How much does it cost to spay or neuter my pet?

The Humane Society is committed to making pet ownership accessible to all owners. We offer low-cost spay and neuter services – view our pricing here.

Will the spay or neuter surgery be painful for my animal? Will it cause harm to my dog or cat?
During a spay or neuter surgery, dogs and cats are fully anesthetized and feel no pain. Some animals may experience discomfort after the surgery. With pain management medication, they may not experience pain at all. Serious harm resulting from spaying or neutering surgery is extremely rare.

Will the spay or neuter surgery cause my pet to become overweight?

Some dogs and cats see a decrease in their metabolism after their spaying or neutering surgery.
As long as they are fed the appropriate amount of food and exercised sufficiently, spayed or neutered dogs and cats are unlikely to become overweight.

At what age should I spay or neuter my pet?

In general, your male and female pets can safely undergo surgery after 8 weeks of age. However, some veterinarians prefer to wait until your young pet has had all of its vaccines.

At what age is my cat or dog considered too old to be spayed or neutered?

In most cases, spaying and neutering are safe and healthy for pets of all ages. Dogs and cats over 7 years of age are required to have pre-surgical blood work performed to check liver and kidney function before administering anesthesia. This blood work can be done at our clinic for an additional $55.

How long is the recovery time for my pet after getting spayed or neutered?

The recovery time for every pet is different, so your vet will provide more specific information about what it may look like for your pet. In general, pets need constant supervision during the first 12-24 hours and should fully recover in 10-14 days. If after 14 days you notice your pet is still not completely healed, call your veterinarian.

Are spay and neuter services covered by pet insurance?

While coverage varies from plan to plan, pet insurance providers generally do not cover the cost of spaying or neutering.
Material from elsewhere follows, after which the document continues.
Issue #265, opened 2017-02-27
Management API package - REST API SDKs


prashanthpai:
This management API package should be similar to libgfapi but for management. For now, we can focus on go bindings that allows access to glusterfs cluster management operations. This API can be independently used y external consumers and internally by our own CLI implementation.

When should I spay my female pet?

Medical evidence shows that females spayed before their first heat tend to be healthier. Females that are not spayed before their first heat have a much higher risk of mammary cancer and infections of the uterus. Males neutered early in life have a lower risk of prostate infections. Dogs and cats as young as eight weeks of age can be safely sterilized.

Can I spay my female dog or cat in heat?

Yes, your female cat can undergo surgery even while in heat, but the surgery might require an extra 15-30 minutes.

Can I spay my pet while pregnant?

Many dogs and cats are spayed while pregnant to prevent the birth of puppies or kittens. A veterinarian will examine the pregnant dog or cat and the stage of pregnancy, before deciding whether she can be safely spayed.


Will neutering my male dog or cat will make him feel less like a male?

Neutering will not change a pet’s basic personality or prompt any kind of emotional reaction or identity crisis.

Will spaying or neutering make dogs and cats less affectionate?

Freed from the urge to mate, dogs and cats tend to be calmer and more content after spaying or neutering. Spayed or neutered dogs and cats are more, not less, likely to show affection toward their human companions.

Does neutering my male pet make them less aggressive?

There is little evidence that indicates a dog’s behavior will become less aggressive after neutering surgery.

Will my dog become less protective after neuter surgery?

Spaying or neutering doesn’t affect a dog’s natural instinct to protect its home and family. A dog’s personality is formed more by genetics and environment than by hormones.